Decades of research on branch prediction results in complex prediction algorithms and large look up tables,  leading to a multi-cycle prediction latency, adversely impacting performance. Ahead prediction is a proposed solution to the predictor latency problem, but drastically increases prediction energy as exponentially more entries are read out for each branch skipped, making building such a predictor impractical. In this talk, I will show that only a few missing history patterns are observed in the program's runtime. Using this insight, we present a new approach for building ahead predictors that does not require reading exponentially more entries for large ahead distances. Our ahead predictor provides a 4.4\% performance improvement while increasing power by only 1.5x, as opposed to prior designs that incur a 14.6x energy overhead.
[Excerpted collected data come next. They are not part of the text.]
PR #840, opened 2020-02-12
Fix double delete

leonardt:
In this case, `argv` is an array of pointers that are references to the underlying c_string of a  `std::string`.  By calling `delete[]`, this implicitly invokes `delete` on the contents of the array (according to https://stackoverflow.com/questions/17344727/does-delete-call-destructors), but these contents are pointers owned by another `string` object.  I suspect this is related to https://github.com/StanfordAHA/garnet/issues/428, but the issue still exists so I'm working through it to see if there's more issues.


src/ir/passmanager.cpp
```diff
@@ -123,7 +123,10 @@ bool PassManager::runPass(Pass* p,vector<string>& pArgs) {
   if (argc > 1) {
     p->initialize(argc,argv);
   }
-  delete[] argv;
```
rsetaluri: we should just do the following:

```python
std::vector<char*> argv(argc);
for (auto& pArg : pArgs) {
  argv[i] = pArg.c_str();
}
```
then you don't have to deal w/ any `delete` business. There really shouldn't be raw `new`'s and `free`'s in the code.

(you may have to do some business w/ `const_cast<>` in the code above but I think it should work)

rdaly525: Lets just use the answer in this SO https://stackoverflow.com/questions/26032039/convert-vectorstring-into-char-c

rsetaluri: believe that's exactly my suggestion above :D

By hiding the predictor latency from the rest of the pipeline, our work allows for larger and more complex predictors and better pipelining width scaling. In addition, our work implies that the direction of an easy-to-predict branch does not need to be pushed to the history, presenting opportunities for future branch predictor design.

Bio: Chester is a 7th year PhD student studying CPU microarchitecture under Professor Yale Patt. His research focuses on the CPU frontend, specifically branch prediction, balancing predictor accuracy, latency and throughput. Before Joining UT Austin, he obained his bachelor degree in Computer Engineering from Rose-Hulman Institute of Technology.